Task requirements: Within the listing below, how many lines include the string "elements"? Reply with only the number.

-*-

Issue #1154, opened 2025-01-15
[bounty] provide UX feedback when AI provider is incorrect / not set 


louis030195:
eg for example when user try to use screenpipe cloud in search app without logging in or something:

![image](https://github.com/user-attachments/assets/e0280675-3c7d-4c88-8fac-05ff80a8b2bb)

should disable buttons, show something, same for other AI providers and apps 

/bounty 80

tribhuwan-kumar:
![image](https://github.com/user-attachments/assets/58a8d6b7-481e-45eb-b6d9-0f161804c34a)

@louis030195 
is it?

PR #1157, opened 2025-01-16
fix: toast and disable buttons issue in search pipe

tribhuwan-kumar:
related  #1154


louis030195:
tbh toast is the lazy solution, it's ugly as hell and user has to click, anyway we could do better?

tribhuwan-kumar:
> tbh toast is the lazy solution, it's ugly as hell and user has to click, 
>anyway we could do better?

of course, if you could notice github gives warning in this kind of header at the top. maybe we could implement similar in screenpipe and show it prior when is about to do mistakes?
like user hasn't login and trying to use screenpipe cloud so that warning will pop up at the header

image

tribhuwan-kumar:
> > tbh toast is the lazy solution, it's ugly as hell and user has to click, 
> >anyway we could do better?
> 
> of course, if you could notice github gives warning in this kind of header at the top. maybe we could implement similar in screenpipe and show it prior when user is about to do mistakes?
> like user hasn't login and trying to use screenpipe cloud so that warning will pop up at the header
> 
> image
>

louis030195:
i'd disable relevant elements and show a text or something somewhere unless user update his settings or have the backend up

tribhuwan-kumar:
> i'd disable relevant elements and show a text or something somewhere unless user update his settings or have the backend up

sure, I'll update with you something like this

PR #1055, opened 2024-12-28
feat: convert reddit pipe to next js

tribhuwan-kumar:
---
/closes #997 
/claim #997 

the ui is same as the obsidian pipe and make sure to sync the setting across the pipe and app. it'll use the default ai settings as set to the app! i'll add a demo video after doing some posts. its functionality is same as prior

---

image

## description
brief description of the changes in this pr.

related issue: #

## how to test

add a few steps to test the pr in the most time efficient way.

1. 
2. 
3. 

if relevant add screenshots or screen captures to prove that this PR works to save us time.

if you think it can take more than 30 mins for us to review, we will pay between $20 and $200 for someone to review it for us, just ask in the pr.

## Summary by CodeRabbit

- **New Features**
	- Introduced a Reddit auto-posts pipe with functionality to generate and post questions based on screen data.
	- Implemented settings management for configuring Reddit post generation.
	- Created an email notification system for daily logs and Reddit questions.
	- Developed AI-powered content generation using OpenAI's GPT models.
	- Added a code block component for syntax highlighting and download functionality.
	- Introduced a SQL autocomplete input component for improved user experience.
	- Added a new layout component for consistent page structure.
	- Introduced a spinner component for loading states.
	- Enhanced the toast notification system for user feedback.
	- Added various new components including Header, Pipe, and Toaster for better user interaction.
	- Introduced a tooltip component for additional context.

- **User Interface**
	- Designed a responsive web interface for configuring Reddit auto-posts.
	- Added toast notifications and tooltips for user feedback.
	- Implemented custom input components with autocomplete and validation.
	- Introduced various UI components such as badges, buttons, and icons for enhanced user experience.
	- Integrated new icons for improved visual representation.

- **Technical Improvements**
	- Set up a Next.js application with TypeScript.
	- Configured Tailwind CSS for styling.
	- Integrated Radix UI components.
	- Added ESLint for code quality.
	- Implemented a custom hook for managing clipboard actions.
	- Established a structured logging mechanism for daily activities.
	- Introduced configuration files for improved project management and dependency handling.
	- Added a comprehensive `.gitignore` file to maintain a clean repository.

PR #1165, opened 2025-01-18
fix: reddit auto post pipe

tribhuwan-kumar:
its something like [this](https://github.com/mediar-ai/screenpipe/pull/1055#issuecomment-2599511115)


louis030195:
thanks!

/tip $30 @tribhuwan-kumar

Issue #1148, opened 2025-01-14
[bounty] option to record all monitors connected


louis030195:
screenpipe --record-all-monitors

and in UI a toggle or something and it would disable the monitor dropdown

/bounty 80

PR #1166, opened 2025-01-18
Record-all-monitors

EzraEllette:
- Implemented a new toggle switch in the recording settings to enable/disable recording from all monitors.
- Updated the settings type to include `recordAllMonitors` and set its default value to false.
- Adjusted the UI logic to reflect the state of the new setting, including disabling monitor selection when all monitors are recorded.

# Related Issue: #1148

/claim #1148

### DIFF
--- a/screenpipe-app-tauri/components/recording-settings.tsx
+++ b/screenpipe-app-tauri/components/recording-settings.tsx
@@ -752,6 +752,10 @@ export function RecordingSettings() {
     }
   };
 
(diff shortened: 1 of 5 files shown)


louis030195:
hmm i dont think this is quite right

it should record all monitor connected to the computer at all time, so for example if a new monitor is being plugged it the user should not have to restart screenpipe etc.

EzraEllette:
Can you update the issue? I'm going to cancel my attempt and close this PR.

Issue #1175, opened 2025-01-20
[bounty] make sentry tauri usable


louis030195:
https://github.com/timfish/sentry-tauri/issues/25

atm when used it makes the app very slow 

/bounty 100

Harsh9485:
I think this issue is fixed

PR #1179, opened 2025-01-21
feat: add sentry plugin

ologbonowiwi:
/claim #1175

[according to the tauri app creator](https://github.com/timfish/sentry-tauri/issues/25#issuecomment-2603140257), a new version was released, and this version fixes a loop issue (which probably caused the issue). I've included the sentry plugin and built the app. it didn't feel laggy here. I tried the search plugin and data table plugin, and both are working fine

ps: please test it before merging


louis030195:
seems not laggy anymore, well done 🔥 

/approve

PR #1181, opened 2025-01-22
Fix-warnings

EzraEllette:
This PR fixes warnings and errors in screenpipe.

One "major" change is the addition of a `rust-toolchain.toml` file that sets the rust version to `1.84.0` for the entire repo.


louis030195:
where do you get warnings? dont get any

also which errors?

changes seem to make sense

EzraEllette:
> where do you get warnings? dont get any
> 
> also which errors?
> 
> changes seem to make sense

Warnings from `cargo clippy`

Errors from test files that haven't been updated.

louis030195:
testing now

louis030195:
wonder if there is a way to force all contributor to same rust style, eg when you save a file that it automatically format in the same way, same indentation etc.

EzraEllette:
There should be a config file for a linter that we can use

louis030195:
/tip $80 @EzraEllette 

thx

EzraEllette:
I think a better route would be to add pre-commit hooks for linting and formatting.

Issue #1138, opened 2025-01-13
[bounty] disable buttons / show proper UX when screenpipe is not running


louis030195:
improve UX when backend is down or AI provider is incorrect / not sat / show UX feedback to user ...

bunch of things:
- chat in timeline should not be able to run if screenpipe backend is down / AI provider is wrong / no api key etc 
- downloading pipe when screenpipe backend is down
- meeting page 
- speaker 
- etc. 

/bounty 100

tribhuwan-kumar:
so basically health ok should be mandatory for every backend related things!

tribhuwan-kumar:
there is an another issue, if settings in changed from app, it doesn't sync with pipe settings. this leads to restart the pipe to get the latest updated settings

https://github.com/user-attachments/assets/7e140156-734d-4656-9de4-3df421a327cf

tribhuwan-kumar:
@louis030195 its done i guess, you can close it!!

PR #1195, opened 2025-01-22
fix: sync issue between app & pipes

tribhuwan-kumar:
this will fix the [sync issue (comment)](https://github.com/mediar-ai/screenpipe/issues/1138#issuecomment-2607225326) between app setting and pipe settings. so user won't have to restart pipe everytime after changing app settings


louis030195:
this change does not do anything, where is the new function called?

tribhuwan-kumar:
> this change does not do anything, where is the new function called?

in pipes settings api route

tribhuwan-kumar:
something like this:

```typescript
export async function GET() {
  try {
    const settingsManager = pipe.settings;
    if (!settingsManager) {
      throw new Error("settingsManager not found");
    }

    await settingsManager.reload();                 // for getting updated values each time



    try {
      const settingsContent = await fs.readFile(settingsPath, "utf8");
      const persistedSettings = JSON.parse(settingsContent);

      // Merge with current settings
      const rawSettings = await settingsManager.getAll();

      return NextResponse.json({
        ...rawSettings,
     
}
```

louis030195:
/tip $100 @tribhuwan-kumar 

thx for the idea, fixed in a different way

louis030195:
long term we should leverage this 

https://github.com/mediar-ai/screenpipe/blob/00a1bfdaa14095fe2c0d4ff51dd685811cdbb23b/screenpipe-app-tauri/src-tauri/src/server.rs#L163

basically listen for updates of the settings on the front end - updates sent when filesystem store setting change 

would be cleaner, for now its ok i think

tribhuwan-kumar:
> long term we should leverage this
> 
> https://github.com/mediar-ai/screenpipe/blob/00a1bfdaa14095fe2c0d4ff51dd685811cdbb23b/screenpipe-app-tauri/src-tauri/src/server.rs#L163
> 
> basically listen for updates of the settings on the front end - updates sent when filesystem store setting change
> 
> would be cleaner, for now its ok i think

```rust
#[cfg(target_os = "windows")]
async fn settings_stream(
    State(_): State<ServerState>,
) -> (StatusCode, String) {
    (StatusCode::NOT_IMPLEMENTED, "SSE not supported on Windows".to_string())
}
```
you disabled it for windows :(
should i implement it on any other way? only for windows?

PR #1199, opened 2025-01-23
fix: ai & settings related update in search and reddit pipe

tribhuwan-kumar:
used ai provider hook from rewind pipe in search and reddit pipe

related: #1138


louis030195:
nice

/tip $90 @tribhuwan-kumar

Issue #659, opened 2024-11-09
[feature] $300 event-based API


louis030195:
client:

ws://localhost:3030/events 

-> on_meeting_end

summary = openaisummarizemeeting(data)

sendnotification(summary)

-> on_meeting_start

sendnotification()

showlivecaption()

-> custom_event_when_user_scroll_tiktok

send("bro go back to work")

etc

dev can create custom events using AI, e.g. "llama3.2 is the user currently scrolling tiktok? if yes send event custom_event_when_user_scroll_tiktok"

willing to put a bounty on this but need more clarity on the things to do, likely large task

could also be webhook, grpc, SSE, whatever is appropriate, suggest

louis030195:
#347 for ref

louis030195:
/bounty 300

please explain how you would implement it before you start, bear in mind this is a hard task, if you don't know Rust, please refrain, thank you.

louis030195:
@FractalFir if interested!

louis030195:
hmm yeah actually this is more tricky, i think one first step toward this feature is to be able to stream frames and accompanying data at the API level (SSE, websocket, webhook, grpc, whatever)

tried to diagramize the current arch:
![image](https://github.com/user-attachments/assets/46849e7b-63b0-43c8-bc3e-e5e65e7ab5ba)
![image](https://github.com/user-attachments/assets/234b8912-6fa1-4e1f-a878-45b60427533c)


i believe this is a good data structure to represent screenpipe value

```rs
#[derive(Debug, Clone)]
pub struct TimeSeriesFrame {
    pub timestamp: DateTime<Utc>,
    pub frame_data: Vec<DeviceFrame>,
    pub error: Option<String>,
}

#[derive(Debug, Clone)]
pub struct DeviceFrame {
    pub device_id: String,
    pub image_data: Vec<u8>,
    pub metadata: FrameMetadata,
    pub audio_entries: Vec<AudioEntry>,
}

#[derive(Debug, Clone, Serialize, Deserialize)]
pub struct AudioEntry {
    pub transcription: String,
    pub device_name: String,
    pub is_input: bool,
    pub audio_file_path: String,
    pub duration_secs: f64,
}
```

found here:
https://github.com/mediar-ai/screenpipe/blob/main/screenpipe-server/src/video_cache.rs

plus some more related context:
![image](https://github.com/user-attachments/assets/007a008e-2e8c-4cdf-9ed4-aa626f2f5646)
[...]

PR #1204, opened 2025-01-24
Events

EzraEllette:
---
name: pull request
title: "[pr] "
labels: ''
assignees: ''

---

## description
feat: integrate screenpipe-events for event handling and improve audio processing

- Added `screenpipe-events` as a new member in the workspace and integrated it into the `screenpipe-audio`, `screenpipe-vision`, and `screenpipe-server` modules.
- Refactored audio processing to utilize event-driven architecture, replacing direct sender usage with event broadcasting for real-time transcription and OCR results.
- Updated tests to validate event subscriptions and ensure proper event handling across crates.
- Enhanced the WebSocket server to handle incoming events and broadcast them to connected clients.
- Improved error handling and logging for event-related operations.

related issue: #659 

## how to test

1. `cargo test`

/claim #659


louis030195:
interesting

louis030195:
like it

would it be possible to have these events:
- meeting start 
- meeting end 

assuming it's not 100% accuracy i'm considering for these we need to have an embedded LLM dedicated for these kind of pattern detection tasks? like supporting just one LLM, the best, small enough to take less than 1GB RAM while allowing to do simple tasks like classification, and such

did you understand where i want to go next like let the user define custom events?

think of zapier triggers

but maybe it would not be in core lib, not sure 

basically zapier trigger is so bad, very specific triggers like google meet end or mail received, but idea here would be able to define complex triggers like "posting on linkedin then created a new obsidian note", wonder how hard would it be to implement and at which layer in the infra it should be 




btw we've been experimenting with https://github.com/microsoft/OmniParser and such vision based desktop parsing models and might integrate one at core level if it's acceptable in terms of resource usage, deployability etc. and might be necessary to make this feature work too? 



after writing all this i'm considering we should just merge this now and will need to build other AI blocks before the next steps ?

EzraEllette:
I agree with the direction you want to go. I think you are suggesting creating agents for custom events. 

As for meeting started and meeting ended events...  I'll see what I can do without using AI for now.

EzraEllette:
`@screenpipe/js` will need an update for this PR.

screenpipe-events/src/custom_events/meetings.rs
```diff
@@ -0,0 +1,238 @@
...
+const MEETING_END_PHRASES: &[&str] = &[
+    "meeting ended",
+    "call ended",
+    "left the meeting",
+    "host has ended",
+    "meeting will end",
+    "meeting has ended",
+];
+
+pub async fn poll_meetings_events() -> Result<()> {
```
louis030195, line 31: how confident about the accuracy of these detection? :D

louis030195:
also how does your CPU usage looks like when real time transcription is on?

felt like my CPU was 200% maybe wrong

screenpipe-events/src/custom_events/meetings.rs
EzraEllette: I tested it with zoom. I'll test with google meetings slack huddle, discord call, and teams and report back.

EzraEllette:
> also how does your CPU usage looks like when real time transcription is on?
> 
> felt like my CPU was 200% maybe wrong

I'm checking now.

louis030195:
tested - ready to merge 

i can do the sdk part today .... probably right after merge

EzraEllette:
CPU usage is high. ~200% with vision, ui monitoring, and realtime transcription. ~170% with just vision and realtime transcription. 30% with just realtime transcription enabled.

EzraEllette:
Also, I'm working on a skeleton for the meeting assistant pipe and we want to launch a widget for live captions etc. In order to do that we need to be able to invoke a tauri command from within a pipe

louis030195:
why do you need tauri command

pipes should not rely on tauri app and should work with just the CLI

EzraEllette:
For a widget that appears during meetings. Right now there isn’t a way to
handle that

louis030195:
@EzraEllette i don't get it 

just copy granola UX and they don't show any "widget", personally this is how i use granola:

arc on the left split screen with granola on the right, i'd do the same with screenpipe meeting page 

apple UX of showing stuff above is rly bad IMHO - split screen is the only good UX - actually despite all my hate against windows i think their window UX (and linux) is better than apple 


if you need low level native stuff implement in `server.rs` (like we did in notification) we don't want to rely on tauri in nextjs app, make things too spaghetti otherwise 

or maybe in CLI if it make sense

louis030195:
also bth if you could include sdk change that would be good

i suggest keeping the streaming DX and adding something like 

```
// 1. Simple EventEmitter style
const pipe = new Screenpipe()
const events = pipe.events()

events.on("meeting-start", (data) => {})
events.on("meeting-end", (data) => {})

// 2. Promise-based subscription
const pipe = new Screenpipe()
await pipe.subscribe("meeting-start", async (data) => {})

// 3. Reactive style with RxJS
const pipe = new Screenpipe()
pipe.events$.pipe(
  filter(e => e.type === "meeting-start")
).subscribe(data => {})

// 4. Iterator style
const pipe = new Screenpipe()
for await (const event of pipe.events()) {
  if (event.type === "meeting-start") {}
}

// 5. Builder pattern with type safety
const pipe = new Screenpipe()
pipe.listen()
  .onMeetingStart(data => {})
  .onMeetingEnd(data => {})
  .start()

// 6. Functional middleware style
const pipe = new Screenpipe()
pipe.use(async (event, next) => {
  if (event.type === "meeting-start") {}
  await next()
})

// 7. Map/Reduce style
const pipe = new Screenpipe()
pipe.events()
  .map(e => e.type === "meeting-start" ? transform(e) : e)
  .filter(e => e.type === "meeting-end")
  .forEach(handle)

// 8. Channel style (rust-inspired)
const pipe = new Screenpipe()
const [tx, rx] = pipe.channel()

// sender
tx.send({ type: "meeting-start", data })

// receiver
for await (const msg of rx) {
  if (msg.type === "meeting-start") {}
}

// 9. Effect system style
const pipe = new Screenpipe()
pipe.effect("meeting-start")
  .run((data) => {})
  .cleanup(() => {})
  .error((e) => {})

// 10. Tagged template literals style
const pipe = new Screenpipe()
pipe.on`meeting-start ${(data) => {}}`
pipe.on`meeting-end ${(data) => {}}`
```

1?

louis030195:
i can do this tomorrow eventually

EzraEllette:
I don't have access to the `@screenpipe/js` package source to make those changes

louis030195:
can i merge?

EzraEllette:
@louis030195 We should test the screenpipe SDK changes.

EzraEllette:
I'm testing now

EzraEllette:
@louis030195 tested and ready

louis030195:
can you solve conflicts and ill merge

EzraEllette:
@louis030195 👍🏼

Issue #1212, opened 2025-01-25
[feature] add shell completion


hunnywar:
ask user about shell they use and generate shell completions for them
using clap, you can use the Command::generate or CommandFactory::generate feature provided by clap. These methods help you generate shell completion scripts for various shells like Bash, Zsh, Fish, PowerShell, and Elvish.

PR #1213, opened 2025-01-25
feat: add shell completions

hunnywar:
related issue: #1212 

## how to test

just run `screenpipe completions`

image


hunnywar:
@louis030195 also added docs for this !

louis030195:
image

Screenshot 2025-01-27 at 9 50 03 AM


https://doc.rust-lang.org/std/io/trait.IsTerminal.html

in general i prefer to avoid adding dependencies, but especially unmaintained ones, would it be possible to use the above?

louis030195:
/tip $70 @hunnywar 

nice job :)

PR #1217, opened 2025-01-26
Fix powershell script in getting-started.mdx

LorenzoBloedow:
The PowerShell script wasn't working on Windows, it was just a copy of the script for Unix.

As it turns out, Windows has a cmdlet (a PowerShell command) called curl that takes precedence over the actual curl binary, so we have to temporarily remove that alias in order to run this command (and of course, the user also has to have curl, jq, and sed installed as with the other scripts).
As you can see in the image, `Remove-item alias:curl;` will fail if the user has already removed it, but the command will continue so it's fine.

Before:

image

After:

image


louis030195:
thanks

we will use websocket anyway soon 

#1204

PR #1218, opened 2025-01-27
fix: health not updating instantly issue

tribhuwan-kumar:
just a minor fix, this will update health instantly as soon as the backend goes down
related: #1138

https://github.com/user-attachments/assets/f9bd9c63-ad9b-44c7-98f0-401bd40bc3c8


louis030195:
nice

actually could you change the health hook to instead:
- have a rust thread that poll the health endpoint and emit an event in a websocket (`server.rs`)?
- health hook listen to the event 
- all pipes could listen to this in the future



this would make it more reliable as currently the health rely on `useInterval` which means is only called when the user has window focus on the app (eg mouse click in app)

-*-

Solution to the problem: 2